What is being asked: Only lines with the word "version" are wanted; copy each of them from the listing below.

Data shown:

PR #248, opened 2016-09-07
relax contraint on adding AddrMapEntry to AddrMap

yunsup:
now you can add them in any order.  there's an explicit check at the end to figure out whether there are overlapping regions.

### DIFF
--- a/src/main/scala/junctions/addrmap.scala
+++ b/src/main/scala/junctions/addrmap.scala
@@ -77,8 +77,6 @@ class AddrMap(
     var cacheable = true
     for (AddrMapEntry(name, r) <- entriesIn) {
       if (r.start != 0) {
-        val align = BigInt(1) << log2Ceil(r.size)
-        require(r.start >= base, s"region $name base address 0x${r.start.toString(16)} overlaps previous base 0x${base.toString(16)}")
         base = r.start
       } else {
         base = (base + r.size - 1) / r.size * r.size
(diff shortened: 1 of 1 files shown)


yunsup:
@aswaterman can you take a look at this?

zhemao:
I can take a look.

yunsup:
great, thanks @zhemao.

src/main/scala/junctions/addrmap.scala
```diff
@@ -121,6 +119,12 @@ class AddrMap(
     }.flatten.sortBy(_.region.start)
   }
 
+  flatten.combinations(2) foreach {
+    case (Seq(AddrMapEntry(an, ar), AddrMapEntry(bn, br))) =>
+      require(!(ar.start < br.start + br.size && br.start < ar.start + ar.size),
```
zhemao: After giving this a lot of thought, I finally convinced myself that this expression was correct. Perhaps it would be helpful to add a comment explaining why this expression works.

src/main/scala/junctions/addrmap.scala
```diff
@@ -121,6 +119,12 @@ class AddrMap(
     }.flatten.sortBy(_.region.start)
   }
 
+  flatten.combinations(2) foreach {
+    case (Seq(AddrMapEntry(an, ar), AddrMapEntry(bn, br))) =>
```
zhemao: This is sort of nitpicky. But if you aren't using `an` and `bn`, you can just match on `_`.

src/main/scala/junctions/addrmap.scala
zhemao: Alternatively, you could use the inverse expression.

    ar.start >= br.start + br.size || br.start >= ar.start + ar.size

yunsup: Let me break this out a bit.

src/main/scala/junctions/addrmap.scala
```diff
@@ -121,6 +119,16 @@ class AddrMap(
     }.flatten.sortBy(_.region.start)
   }
 
+  // checks to see whether any MemRange overlaps within this AddrMap
+  flatten.combinations(2) foreach {
+    case (Seq(AddrMapEntry(an, ar), AddrMapEntry(bn, br))) =>
+      val ar_end = ar.start + ar.size
+      val br_end = br.start + br.size
+      val ar_overlaps_br = ar.start < br_end && br.start < ar_end
+      require(!ar_overlaps_br,
```
zhemao: I still think it's more understandable to just have this be

    ar.start >= br_end || br.start >=ar_end

But I guess it's fine as is.

aswaterman: Favor camel case over snake case

yunsup:
@aswaterman @zhemao I've incorporated both of your comments.

PR #2035, opened 2019-07-12
keep valid signal low while reset is high

jerryrzhao:
**Related issue**: 

**Release Notes**

Per the tilelink specification ver. 1.7.1 section 3.2.2, valid signals should be driven low while reset is asserted. In this case, TLFuzzer is the master and should drive a.valid low during a reset.


aswaterman:
@jerryrzhao A regression slipped into master today.  I've rebased your branch on the fixed master and force-pushed it.

PR #2038, opened 2019-07-14
Debug: resethaltreq and hartreset functions

ernie-sifive:

**Release Notes**

This PR adds `resethaltreq` and `hartreset` functions to the Debug Module.  These functions are described in detail in the RISCV Debug Specification and this implementation is compliant with that.

A new DebugModuleParams configuration setting, `hasCoreResets`, is added to allow the DM to accept hart reset signals individually rather than just a single global reset.  This was added as an Option so that the DM remains backward-compatible if not selected.  When `hasCoreResets=true`, a `coreReset` input and a `coreResetReq` output are added for each hart in the system.  These are not extended into Periphery since they are intended for connections internal to the core complex.

`resethaltreq` is changed to be always available (indicated by `hasresethaltreq=1` in `dmstatus`).  If `hasCoreResets=true`, `CoreReset` inputs are used for this function, otherwise the global `reset` is used.  Logic in the DMI clock domain maintains a bitmask of which harts have `resethaltreq` enabled.  The mask is passed through the clock crossing from dmouter to dminner.  In dminner, reset inputs are monitored and when asserted, activate the corresponding `hrDebugInt` register(s) which cause a debug interrupt to the corresponding hart(s). Once reset ends, the debug interrupt is taken and the hart halts.

`hartreset` is implemented in dmouter.  Writing 1 to `dmcontrol.hartreset` asserts `coreResetReq` for all selected harts.  Writing 0 deasserts `coreResetReq`.  It is expected that these DM outputs be combined into the reset inputs of each hart.  The `ndmreset` function is still available as a system-wide reset request.


src/main/scala/devices/debug/Debug.scala
```diff
@@ -419,6 +428,32 @@ class TLDebugModuleOuter(device: Device)(implicit p: Parameters) extends LazyMod
       }
     }
 
+    //--------------------------------------------------------------
+    // Halt-on-reset
+    //  hrmaskReg is current set of harts that should halt-on-reset
+    //    Reset state is all zeroes
```
mwachs5: Reset state here is controlled by dmactive? or by [debug]_reset?

src/main/scala/devices/debug/Debug.scala
```diff
@@ -419,6 +428,32 @@ class TLDebugModuleOuter(device: Device)(implicit p: Parameters) extends LazyMod
...
+    //    Bits are set by writing 1 to DMCONTROL.setresethaltreq
+    //    Bits are cleared by writing 1 to DMCONTROL.clrresethaltreq
+    //    Spec says if both are 1, then clrresethaltreq is executed
+    //--------------------------------------------------------------
```
mwachs5: I don't recall the spec for this, but basically this bit remains set even if the core DOES halt on reset, right?

src/main/scala/devices/debug/Debug.scala
```diff
@@ -476,14 +511,19 @@ class TLDebugModuleOuter(device: Device)(implicit p: Parameters) extends LazyMod
...
       io.innerCtrl.bits.hasel        := Mux(DMCONTROLWrEn, DMCONTROLWrData.hasel, DMCONTROLReg.hasel)
       io.innerCtrl.bits.hamask       := hamask
     }
 
     io.ctrl.ndreset := DMCONTROLReg.ndmreset
     io.ctrl.dmactive := DMCONTROLReg.dmactive
-
+    io.coreResetReq.foreach { req =>
+      for (component <- 0 until nComponents) {
+        req(component) := DMCONTROLReg.hartreset & hartSelected(component)
```
mwachs5: I was somewhat confused by the use of `coreReset` when the spec calls this "hart" reset, and we either call them "harts" or "components" in this code. Is there any reason to use coreReset here?

src/main/scala/devices/debug/Debug.scala
```diff
@@ -527,13 +567,15 @@ class TLDebugModuleOuterAsync(device: Device)(implicit p: Parameters) extends La
       val ctrl = new DebugCtrlBundle(nComponents)
       val innerCtrl = new AsyncBundle(new DebugInternalBundle(nComponents), AsyncQueueParams.singleton())
       val hgDebugInt = Vec(nComponents, Bool()).asInput
+      val coreResetReq = p(DebugModuleParams).hasCoreResets.option(Output(Vec(nComponents, Bool())))
```
mwachs5: why do we call this core reset instead of hart reset?

PR #2040, opened 2019-07-16
Fix TraceGen issues and allow it to use NonBlockingDCache

zhemao:
The TraceGenConfig in groundtest is pretty outdated and currently doesn't work. These changes get it working again and also allow it to check the NonBlockingDCache. 

**Related issue**: 

**Release Notes**

Fix TraceGen groundtest and allow it to use the NonBlockingDCache

### DIFF
--- a/src/main/scala/groundtest/Configs.scala
+++ b/src/main/scala/groundtest/Configs.scala
@@ -6,12 +6,13 @@ package freechips.rocketchip.groundtest
 import Chisel._
 import freechips.rocketchip.config.Config
 import freechips.rocketchip.subsystem._
+import freechips.rocketchip.system.BaseConfig
 import freechips.rocketchip.rocket.{DCacheParams}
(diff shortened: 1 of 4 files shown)


zhemao:
We did find a bug in the NonBlockingDataCache using tracegen. If the cache line reserved by an LR gets invalidated before the SC, the SC will still succeed after miss and replay. You can see this in the trace below. The second access from tile 1 is the LR/SC pair.

```
1: M[7] := 1401 @ 18170:
0: { M[7] == 1401; M[7] := 1360} @ 18228:18230
0: M[7] := 1380 @ 18355:
1: { M[7] == 1360; M[7] := 1431} @ 18383:18391
0: { M[7] == 1431; M[7] := 1396} @ 18581:
```

mn416:
@hcook @zhemao Very happy to hear this!  Thanks for letting me know.

PR #2048, opened 2019-07-22
Expand regfields on DMI interface for improved DV coverage

ernie-sifive:

**Release Notes**

The register map for the DMI interface did not describe register fields with sufficient detail to help automate verification testing.  This PR expands the regmaps to include this detail.


mwachs5:
The diff is too big for me to say whether it is bug-free, but thanks for taking the time to do this!

Issue #2024, opened 2019-07-04
Racing between ProebUnit and the MSHR


armiasalib:
I have a system that consists of multi-cores Rocket-chip, and each core has a non-blocking D$. I am considering the folloing version https://github.com/chipsalliance/rocket-chip/blob/b8baef6f26fa36c9b4e0b2a5eec12cd76ae5daf8/src/main/scala/rocket/NBDcache.scala

If the probeUnit received a probe signal on this cache line, it will NACK any new incomming memop that try to access this cacheline via s1_nack. If any memop was received previously and forwarded to the MSHR, the MSHR will stop the probeUnit from reading the tags until the tags has beed flushed, this is done via probe_rdy signal.

However, there are two conditions where the MSHR will update the tags and the ProbeUnit is allowed to read the not updated cacheline state. This happens when:
1- To set dirty bit, Line 231 in the above version.
2- upgrade permissions in Line 234. 
In these cases, te MSHR state machine jumps to s_meta_write_req and s_refill_req respectively, and the probe_rdy will continue 1, allowing the probeUnit to read non-updated state. That causes conflicts to what the MSHR is doing.

The first scenario can be easily protected by disabling the probe until the MSHR fully updated the tags; however, we cannot use this solution directly for the second since that may cause a deadlock when two cores need to update the permission for the same cacheline.

What is your opinion? Do I miss something?

Issue #2019, opened 2019-06-27
issue about lrsc_count in NBDcache


daxxyy123:
Hi，I have a question about lrsc_count in NBDcache。
The lrsc_count is used to see if there are over 16 insts between lr and sc.

// load-reserved/store-conditional 
  val lrsc_count = Reg(init=UInt(0))
  val lrsc_valid = lrsc_count > lrscBackoff //
  val lrsc_addr = Reg(UInt())
  val (s2_lr, s2_sc) = (s2_req.cmd === M_XLR, s2_req.cmd === M_XSC)
  val s2_lrsc_addr_match = lrsc_valid && lrsc_addr === (s2_req.addr >> blockOffBits)
  val s2_sc_fail = s2_sc && !s2_lrsc_addr_match
  when (lrsc_count > 0) { lrsc_count := lrsc_count - 1 }
  when (s2_valid_masked && s2_hit || s2_replay) {
    when (s2_lr) {
      lrsc_count := lrscCycles - 1 
      lrsc_addr := s2_req.addr >> blockOffBits
    }
    when (lrsc_count > 0) { 
      lrsc_count := 0
    }//why it is "lrsc_count > 0"?I think it should be "lrsc_count < 0",which mean there is too many insts between lr and sc;because there is"when (lrsc_count > 0) { lrsc_count := lrsc_count - 1 }",lrsc_count will be decrease everyclock.              
  }

Issue #495, opened 2016-12-16
wrong corrected data used in L1 NBCache's correction replay?


wsong83:
in src/main/scala/rocket/NBDcache.scala
around line 844, in the L1 NB Cache

s3_req.data := Mux(s2_data_correctable, s2_data_corrected, amoalu.io.out)

When s2_data_correctable, should it be
  s2_data_corrected >>  Cat(s2_word_idx, Bits(0,log2Up(coreDataBits)))
rather than
  s2_data_corrected
?

Since there is no real parity check in L1, this branch is never checked.
What I can see is s2_data_corrected is a flattened vector and the requested word does not always locate at index 0 unless doNarrowRead.

aswaterman:
Not surprising; the ECC support in the L1 D$ is incomplete and so might have bugs.  @terpstra can you make sure this is the right fix?

Thanks for the bug report, @wsong83!

terpstra:
I think this would be better dealt with by @hcook, who last updated the code for the TL2.

sequencer:
close since #2053 merged.

PR #2053, opened 2019-07-30
NBDCache bugfixes.

jerryz123:
**Related issue**: 

**Impact**: rtl change

**Release Notes**

Fix two bugs in the NBDCache.

- SC invalidates the reservation when it sees the reserved line as `Trunk`. This causes the replaying SC to fail always. Fix by not invalidating reservation when SC only needs to enter MSHR to set dirty bit.
- TileLink allows the ReleaseAck to arrive before the ReleaseData burst has completed. Existing MSHR assumes ReleaseAck arrives after the ReleaseData burst has finished. Fix by forcing MSHRs to wait for ReleaseAck to arrive AND for ReleaseData to finish.

Does anything still use the NBDCache? BOOM will no longer use this.

### DIFF
--- a/src/main/scala/rocket/NBDcache.scala
+++ b/src/main/scala/rocket/NBDcache.scala
@@ -187,6 +187,9 @@ class MSHR(id: Int)(implicit edge: TLEdgeOut, p: Parameters) extends L1HellaCach
   rpq.io.enq.bits := io.req_bits
   rpq.io.deq.ready := (io.replay.ready && state === s_drain_rpq) || state === s_invalid
 
+  val acked = Reg(Bool())
+  when (io.mem_grant.valid) { acked := true }
+
   when (state === s_drain_rpq && !rpq.io.deq.valid) {
     state := s_invalid
   }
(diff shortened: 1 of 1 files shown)


hcook:
SiFive does not use or test the `NBDCache`, so it is a bit neglected. I do know of other open-source contributors that are using it based on open issues:
#2019 
#2024 
#495

Also, in particular, one of your patches is to a line of code that was itself introduced by a recent bugfix:
#2040 
@zhemao Any thoughts?

jerryz123:
@zhemao 's fix was bit too aggressive in clearing reservations. LR/SC is hard :/

hcook:
Yeah totally agree, no blame assigned, just wondering whether this is a hole in the TraceGen checker that caught the issue initially, but then also approved of his bugfix while not catching this other case. Fundamental, or just not enough random fuzzing?

zhemao:
@hcook I think TraceGen doesn't report anything if an LR/SC unexpectedly fails. It just treats it as if nothing happens.

PR #2057, opened 2019-08-01
add wit dependency/git submodule check to travis

albertchen-sifive:
**Related issue**: 

**Release Notes**

add a CI script to check that git submodules match wit dependencies

### DIFF
--- a/regression/check_submodules.sh
+++ b/regression/check_submodules.sh
@@ -1,9 +1,9 @@
 #!/bin/sh
 
-filter=".[]"
-filter+="|select(.name == \\\"\$path\\\")"
-filter+="|select(.name == \\\"\$name\\\")"
-filter+="|select(.commit == \\\"\$sha1\\\")"
+filter='.[]'
+filter+='|select(.name == \"$path\")'
+filter+='|select(.name == \"$name\")'
+filter+='|select(.commit == \"$sha1\")'
 filter="\"$filter\""
 
 git submodule foreach --quiet "jq -e $filter ../wit-manifest.json" || { \
--- a/regression/check_submodules.sh
+++ b/regression/check_submodules.sh
@@ -1,0 +1,11 @@
+#!/bin/sh
+
+filter=".[]"
+filter+="|select(.name == \\\"\$path\\\")"
+filter+="|select(.name == \\\"\$name\\\")"
+filter+="|select(.commit == \\\"\$sha1\\\")"
+filter="\"$filter\""
+
+git submodule foreach --quiet "jq -e $filter ../wit-manifest.json" || { \
+  echo "git submodules do not match wit dependencies!" && exit 1; \
+}
--- a/regression/check_submodules.sh
+++ b/regression/check_submodules.sh
@@ -1,11 +1,7 @@
 #!/bin/sh
 
-filter='.[]'
-filter+='|select(.name == \"$path\")'
-filter+='|select(.name == \"$name\")'
-filter+='|select(.commit == \"$sha1\")'
-filter="\"$filter\""
+filter='.[]|select(.commit == "\1")|select(.name == "\2")'
 
-git submodule foreach --quiet "jq -e $filter ../wit-manifest.json" || { \
-  echo "git submodules do not match wit dependencies!" && exit 1; \
-}
+git submodule status \
+| sed -r "s/\-([a-zA-Z0-9]+)\s([a-zA-Z0-9\-]+)/$filter/g" \
+| xargs -d '\n' -I % sh -c "jq -e '%' wit-manifest.json"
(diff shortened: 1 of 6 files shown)


regression/check_submodules.sh
```diff
@@ -0,0 +1,11 @@
+#!/bin/sh
+
+filter='.[]'
+filter+='|select(.name == \"$path\")'
+filter+='|select(.name == \"$name\")'
```
richardxia: Why is it that we are checking that both the `$path` and the `$name` are equal to the wit submodule name? Git submodules may not always be installed at the root directory, so it's probably safer to check only the name?

Also, could you add a comment describing where these variables come from. I'm afraid that this is a pretty advanced usage of `git submodule foreach` and of `jq`, and to someone not experienced with the more advanced of both the tools, it's not exactly clear which of the two tools is setting the variables. (I eventually figured out that it's `git submodule foreach` that is defining them.)

regression/check_submodules.sh
```diff
@@ -0,0 +1,11 @@
...
+filter+='|select(.commit == \"$sha1\")'
+filter="\"$filter\""
+
+git submodule foreach --quiet "jq -e $filter ../wit-manifest.json" || { \
```
richardxia: Since it's not completely obvious what this line is doing, could you write a short comment describing what you are doing here? This file itself is just called `check_submodules.sh`, but it's not exactly clear what we are checking the submodules for. And even though I know you are checking the git submodules against the wit manifest, the algorithm you are using to check for correctness is not readily apparent without having to dig into exactly what the `git submodule foreach` command and the `jq` filter is doing.

My current understanding is that this script loops over each git submodule, and for each submodule it attempts to locate a record (JSON object) within `wit-manifest.json` which simultaneously matches the name, path, and commit hash of the git submodule.

Note that this will miss cases where the wit manifest specifies a repository that is not present as a git submodule. I am not sure if that is intentional.

regression/check_submodules.sh
```diff
@@ -0,0 +1,11 @@
+#!/bin/sh
```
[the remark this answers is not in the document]
albertchen-sifive: yeah I agree, but would renaming this break other things? There are a bunch of existing makefiles have have the word regression in them.

regression/check_submodules.sh
albertchen-sifive: intentional. since the wit-manifest may have extra packages like `api-chisel3-sifive` that shouldn't be submodules

regression/check_submodules.sh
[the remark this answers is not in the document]
richardxia: Right, let me slightly modify my request, then. Since this specific check isn't referenced by the existing Makefile in this `regression` directory, how about we just move this one script into a new directory?

regression/check_submodules.sh
richardxia: OK, if it's intentional, then let's capture that intent in a comment, since it's not possible to infer that from just the code alone.

regression/check_submodules.sh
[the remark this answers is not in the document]
albertchen-sifive: ok

regression/check_submodules.sh
albertchen-sifive: I added `$path` as a way of enforcing that submodules are at the root, but if we don't want to check that then I'll remove this

albertchen-sifive: also I don't think this script actually works since `.travis.yml` has `submodules: false` set so this would always pass. should I just parse the `.gitmodules` file instead?

albertchen-sifive: or just do a `git submodule update` since `regression/Makefile` will do it anyway?

richardxia: There must be some other script that takes care of checking out the submodules, because otherwise the other Travis CI tests couldn't possibly be working. You could try to invoke that script before running this one? I imagine we don't tell Travis CI to clone all submodules because there was a time when rocket-chip depended on `riscv-tools`, which depended on `riscv-gnu-toolchain`, which depended on the real GCC repo, which would have pulled down a ton of unnecessary code and git history.

It looks like `git submodule status` will still work even if you haven't initialized your submodules. It's not as nice as having the commit hash and the submodule name pulled into variables, but it shouldn't be too difficult to parse. Here's what it looks like to me:

```sh
$ git submodule status 
-e1aa5f3f5c0cdeb204047c3ca50801d9f7ea25f1 chisel3
-228c9a4b7432ac52178d63b8f27fe064aec71e9c firrtl
-70c1e1dd0954bb8e9d62563b8c9730bbc39d2bf0 hardfloat
-77195ab12aefc373ca688e0a9c4d710c13191341 torture
```

richardxia: Also, the `.gitmodules` file doesn't contain the actual commit hashes, only the (initial) remote locations of the submodules.

PR #2062, opened 2019-08-06
add api-config-chipsalliance wit package/git submodule

albertchen-sifive:
**Related issue**: 

**Impact**: API modification

**Release Notes**

replace `src/main/scala/config` with a git submodule/wit package pointing at [api-config-chipsalliance](https://github.com/chipsalliance/api-config-chipsalliance) and update build rules


ucbjrl:
Unfortunately, this causes a:
```
[error] java.util.zip.ZipException: duplicate entry: config/Config.scala
```
with `sbt publishLocal`. The first file with an identical path (as far as java.util.zip.ZipOutputStream is concerned) is rocket-chip/src/main/scala/config/Config.scala.
Since these files claim to be in different packages, you might try including the package name in the file paths.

Task answer:
I have a system that consists of multi-cores Rocket-chip, and each core has a non-blocking D$. I am considering the folloing version https://github.com/chipsalliance/rocket-chip/blob/b8baef6f26fa36c9b4e0b2a5eec12cd76ae5daf8/src/main/scala/rocket/NBDcache.scala
1- To set dirty bit, Line 231 in the above version.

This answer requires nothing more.